ACTIVITY:
Set down the material in full. Keep every line exactly as it is.

SUPPLIED MATERIAL:
PR #2541, opened 2026-07-22
feat(web): multisig vault account details layout iteration (#2528)

### LINKED ISSUE #2528: Design: Multisig vault account details layout iteration

fab-stacks:
Layout pass on the multisig vault account detail view — where actions and metadata sit, plus how the asset description reads. Covers the four items from #2528.

**Create transaction**
- Moved the button out from above the tabs into the Transactions tab, where the action belongs

**Account rename & icon**
- Rename affordance moved off the page title onto the details-card row — a pencil next to the name
- Opens an `Edit account` sheet that changes the name *and* the icon; previously only the name could change, the icon stayed fixed from creation
- Icon grid renders inline in the sheet (not a floating popover) so it never clips in the short sheet
- Reuses the create-account picker via a shared `AccountIconNameField` + `GlyphButton` — no duplicated icon list

**Asset description**
- Collapsed to ~2 lines with a smooth fade over the second line — no ellipsis, no mid-glyph cut
- `Show more` / `Show less` toggle on the Description header row
- Only shown when the copy actually overflows

**Details row**
- Edit control is a proper square icon button (`size="sm"` → 32×32)

Resolves #2528


leah-stacks (dismissed):

leah-stacks:
Nice! Just one question on this - since account editing is now a modal, do we want to update vault renaming to a modal instead of an inline editable? I think having 2 different approaches is reasonable since the vault doesn't have an icon, but just wanted to check.

andresgalante-stacks (approved):

andresgalante-stacks (dismissed):

leah-stacks (dismissed):

leah-stacks (approved):

andresgalante-stacks (approved):

PR #2545, opened 2026-07-23
fix: clarity 6 contract deployment

edgar-stacks:
if contract version is unspecified or is version 6, strip away the contract version from contract deployment and let the node to default to 6:
https://explorer.hiro.so/txid/0x1dde1d34e6319c946ad11765160168a3bf13e0d865e1fb229accca2c0df82a90?chain=mainnet&api=https://api.testnet-pox5.hiro.so


leah-stacks (approved):

werner-stacks (approved):
tested on pox5 testnet, when clarity version payload is omitted wallet doesnt set arbitrary 0x03 for this contract anymore and it deploys 
https://explorer.hiro.so/txid/0x2fdb61916d397a71cc54d43f788ccd8da219aae109cc0f9081c3dc2769609e49?chain=mainnet&api=https://api.testnet-pox5.hiro.so 

If dapp tries to deploy with 0x06 payload to indicate clarity 6 the extension strips it? and the contract also deploys without issue
https://explorer.hiro.so/txid/0x3e51ae20328f1acd7ea829f0e39ef96b135333b5a227fe8869a1fd5d545bad03?chain=mainnet&api=https://api.testnet-pox5.hiro.so

PR #2549, opened 2026-07-28
feat: address verification

### LINKED ISSUE #2548: Allow user to verify address on Ledger device
Recent conversation covering this topic: https://stackslabs.slack.com/archives/C09U43UADGU/p1784883675647399?thread_ts=1784825551.296209&cid=C09U43UADGU

TLDR; implement non-blocking feature that allows verifying an address on device at the users request. 

For multisig stacks addresses this requires a change of the Stacks App (0.27.x or higher) we can test the draft once this feature is available. 

We can implement for
- Bitcoin (single sig)
- Stacks (single sig)
- Bitcoin (multisig)
- Stacks (multisig) feature flag to enable after the Stacks App feature is live?

edgar-stacks:
https://github.com/user-attachments/assets/39840350-44ce-4bf4-a502-09105c807a22


fab-stacks (approved):

werner-stacks (approved):
On a wallet where I have stacks and bitcoin connected in an account it looks great I hit the shield and can verify the address of a single sig, bitcoin and stacks. 

When adding a wallet policy (Bitcoin)
It shows the multisig address and says "confirm the address on your Ledger" but what it displays on the device first is the policy, the co-signing keys and I need to approve that first. the check on screen is "V Register Account", after that comes "Verify bitcoin address". 

I think we should display that in the pop-over
"Register account and verify address on your Ledger..."

here:
image


and here:
image


I understand that verifying stacks multisig address is not yet added here.
I have a ledger with 0.27.0, do you also want me to test verification of the multisig Stacks address, want to create it in a seperate PR so it can be merged when Stacks App for Ledger 0.27+ is live?

edgar-stacks:
> I think we should display that in the pop-over
"Register account and verify address on your Ledger..."

Good point!

PR #2691, opened 2026-08-27
feat: stacks multisig verification

edgar-stacks:


werner-stacks:
tested with 0.27.0 of the Ledger Stacks app, I can add the policy and check the address when adding the multisig account to the extension. 
And I can adhoc verify via transfer/stacks token. Tested with a 15-of-15 account and 2-of-3 account. Working as expected.

PR #2698, opened 2026-08-31
fix: sunset basic sbtc rewards

fab-stacks:
Enrollment for the Basic sBTC rewards program closed on August 27, so the **sBTC** page was still inviting people to enroll in a program that no longer accepts enrollments. This sunsets it so the page sets the right expectations:

- The **Basic sBTC Rewards** card and its **Enroll** button are removed from **Step 2: Choose sBTC rewards provider**, and the whole `sbtc-enroll` feature (enroll contract call + enrolled-status check) is deleted with it.
- The sunset callout stays with updated copy: **"Enrollment for basic sBTC rewards ended on August 27, 2026"**, noting the final cycle keeps paying yield until the program transitions to **Bitcoin Staking** (currently expected September 9, 2026) and pointing to the independent providers listed below it.
- The now-unused `sbtcBasicEnrollQuery` is dropped from `@leather.io/cms` and the page loader.

The FAQ copy about the rewards program lives in Sanity rather than code and is handled as drafts in the Studio alongside this PR.


edgar-stacks (dismissed):

werner-stacks (approved):
I tested the staging website, looks good to me.

aperry-stacks (approved):

PR #2705, opened 2026-09-02
fix: bump broswerslist

aperry-stacks:
Bumps browserslist to patch GHSA-c83g-rgw3-j3cx


edgar-stacks (approved):
this overrides list is getting out of hand :D we need to schedule some time to update all of our dependencies to latest

andresgalante-stacks (approved):

PR #2706, opened 2026-09-03
fix(extension): render sip10 avatars in rpc approver post conditions

aperry-stacks:
Fixes issue with some SIP-10 token logos not rendering in the extension's RPC approver post-condition list.

The approver still read token metadata straight from Hiro. Everywhere else uses our backend's `Sip10AssetService`, which returns Leather-hosted logos. It also built the token contract ID from the wrong address, so the sBTC and USDCx overrides never matched.

NFT post conditions get the same contract ID fix, so their placeholder avatars are now seeded from the contract as well.

This PR:
- Loads post-condition token metadata through `Sip10AssetService`, same as the token list and mobile approver.
- Builds the contract ID from the asset address instead of the principal address, so sBTC and USDCx show their branded icons.
- Removes the unused `@hirosystems/token-metadata-api-client` dependency.
- Adds a spec for the contract ID fix.

image

image

image

### DIFF
--- a/apps/extension/package.json
+++ b/apps/extension/package.json
@@ -43,7 +43,6 @@
     "@bitcoinerlab/descriptors": "3.1.7",
     "@bitcoinerlab/secp256k1": "1.0.2",
     "@bitflowlabs/core-sdk": "2.4.0",
-    "@hirosystems/token-metadata-api-client": "1.2.0",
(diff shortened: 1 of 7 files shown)


edgar-stacks (approved):
Nice!

werner-stacks (approved):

RESPONSE FOR THIS EXERCISE:
PR #2541, opened 2026-07-22
feat(web): multisig vault account details layout iteration (#2528)

### LINKED ISSUE #2528: Design: Multisig vault account details layout iteration

fab-stacks:
Layout pass on the multisig vault account detail view — where actions and metadata sit, plus how the asset description reads. Covers the four items from #2528.

**Create transaction**
- Moved the button out from above the tabs into the Transactions tab, where the action belongs

**Account rename & icon**
- Rename affordance moved off the page title onto the details-card row — a pencil next to the name
- Opens an `Edit account` sheet that changes the name *and* the icon; previously only the name could change, the icon stayed fixed from creation
- Icon grid renders inline in the sheet (not a floating popover) so it never clips in the short sheet
- Reuses the create-account picker via a shared `AccountIconNameField` + `GlyphButton` — no duplicated icon list

**Asset description**
- Collapsed to ~2 lines with a smooth fade over the second line — no ellipsis, no mid-glyph cut
- `Show more` / `Show less` toggle on the Description header row
- Only shown when the copy actually overflows

**Details row**
- Edit control is a proper square icon button (`size="sm"` → 32×32)

Resolves #2528


leah-stacks (dismissed):

leah-stacks:
Nice! Just one question on this - since account editing is now a modal, do we want to update vault renaming to a modal instead of an inline editable? I think having 2 different approaches is reasonable since the vault doesn't have an icon, but just wanted to check.

andresgalante-stacks (approved):

andresgalante-stacks (dismissed):

leah-stacks (dismissed):

leah-stacks (approved):

andresgalante-stacks (approved):

PR #2545, opened 2026-07-23
fix: clarity 6 contract deployment

edgar-stacks:
if contract version is unspecified or is version 6, strip away the contract version from contract deployment and let the node to default to 6:
https://explorer.hiro.so/txid/0x1dde1d34e6319c946ad11765160168a3bf13e0d865e1fb229accca2c0df82a90?chain=mainnet&api=https://api.testnet-pox5.hiro.so


leah-stacks (approved):

werner-stacks (approved):
tested on pox5 testnet, when clarity version payload is omitted wallet doesnt set arbitrary 0x03 for this contract anymore and it deploys 
https://explorer.hiro.so/txid/0x2fdb61916d397a71cc54d43f788ccd8da219aae109cc0f9081c3dc2769609e49?chain=mainnet&api=https://api.testnet-pox5.hiro.so 

If dapp tries to deploy with 0x06 payload to indicate clarity 6 the extension strips it? and the contract also deploys without issue
https://explorer.hiro.so/txid/0x3e51ae20328f1acd7ea829f0e39ef96b135333b5a227fe8869a1fd5d545bad03?chain=mainnet&api=https://api.testnet-pox5.hiro.so

PR #2549, opened 2026-07-28
feat: address verification

### LINKED ISSUE #2548: Allow user to verify address on Ledger device
Recent conversation covering this topic: https://stackslabs.slack.com/archives/C09U43UADGU/p1784883675647399?thread_ts=1784825551.296209&cid=C09U43UADGU

TLDR; implement non-blocking feature that allows verifying an address on device at the users request. 

For multisig stacks addresses this requires a change of the Stacks App (0.27.x or higher) we can test the draft once this feature is available. 

We can implement for
- Bitcoin (single sig)
- Stacks (single sig)
- Bitcoin (multisig)
- Stacks (multisig) feature flag to enable after the Stacks App feature is live?

edgar-stacks:
https://github.com/user-attachments/assets/39840350-44ce-4bf4-a502-09105c807a22


fab-stacks (approved):

werner-stacks (approved):
On a wallet where I have stacks and bitcoin connected in an account it looks great I hit the shield and can verify the address of a single sig, bitcoin and stacks. 

When adding a wallet policy (Bitcoin)
It shows the multisig address and says "confirm the address on your Ledger" but what it displays on the device first is the policy, the co-signing keys and I need to approve that first. the check on screen is "V Register Account", after that comes "Verify bitcoin address". 

I think we should display that in the pop-over
"Register account and verify address on your Ledger..."

here:
image


and here:
image


I understand that verifying stacks multisig address is not yet added here.
I have a ledger with 0.27.0, do you also want me to test verification of the multisig Stacks address, want to create it in a seperate PR so it can be merged when Stacks App for Ledger 0.27+ is live?

edgar-stacks:
> I think we should display that in the pop-over
"Register account and verify address on your Ledger..."

Good point!

PR #2691, opened 2026-08-27
feat: stacks multisig verification

edgar-stacks:


werner-stacks:
tested with 0.27.0 of the Ledger Stacks app, I can add the policy and check the address when adding the multisig account to the extension. 
And I can adhoc verify via transfer/stacks token. Tested with a 15-of-15 account and 2-of-3 account. Working as expected.

PR #2698, opened 2026-08-31
fix: sunset basic sbtc rewards

fab-stacks:
Enrollment for the Basic sBTC rewards program closed on August 27, so the **sBTC** page was still inviting people to enroll in a program that no longer accepts enrollments. This sunsets it so the page sets the right expectations:

- The **Basic sBTC Rewards** card and its **Enroll** button are removed from **Step 2: Choose sBTC rewards provider**, and the whole `sbtc-enroll` feature (enroll contract call + enrolled-status check) is deleted with it.
- The sunset callout stays with updated copy: **"Enrollment for basic sBTC rewards ended on August 27, 2026"**, noting the final cycle keeps paying yield until the program transitions to **Bitcoin Staking** (currently expected September 9, 2026) and pointing to the independent providers listed below it.
- The now-unused `sbtcBasicEnrollQuery` is dropped from `@leather.io/cms` and the page loader.

The FAQ copy about the rewards program lives in Sanity rather than code and is handled as drafts in the Studio alongside this PR.


edgar-stacks (dismissed):

werner-stacks (approved):
I tested the staging website, looks good to me.

aperry-stacks (approved):

PR #2705, opened 2026-09-02
fix: bump broswerslist

aperry-stacks:
Bumps browserslist to patch GHSA-c83g-rgw3-j3cx


edgar-stacks (approved):
this overrides list is getting out of hand :D we need to schedule some time to update all of our dependencies to latest

andresgalante-stacks (approved):

PR #2706, opened 2026-09-03
fix(extension): render sip10 avatars in rpc approver post conditions

aperry-stacks:
Fixes issue with some SIP-10 token logos not rendering in the extension's RPC approver post-condition list.

The approver still read token metadata straight from Hiro. Everywhere else uses our backend's `Sip10AssetService`, which returns Leather-hosted logos. It also built the token contract ID from the wrong address, so the sBTC and USDCx overrides never matched.

NFT post conditions get the same contract ID fix, so their placeholder avatars are now seeded from the contract as well.

This PR:
- Loads post-condition token metadata through `Sip10AssetService`, same as the token list and mobile approver.
- Builds the contract ID from the asset address instead of the principal address, so sBTC and USDCx show their branded icons.
- Removes the unused `@hirosystems/token-metadata-api-client` dependency.
- Adds a spec for the contract ID fix.

image

image

image

### DIFF
--- a/apps/extension/package.json
+++ b/apps/extension/package.json
@@ -43,7 +43,6 @@
     "@bitcoinerlab/descriptors": "3.1.7",
     "@bitcoinerlab/secp256k1": "1.0.2",
     "@bitflowlabs/core-sdk": "2.4.0",
-    "@hirosystems/token-metadata-api-client": "1.2.0",
(diff shortened: 1 of 7 files shown)


edgar-stacks (approved):
Nice!

werner-stacks (approved):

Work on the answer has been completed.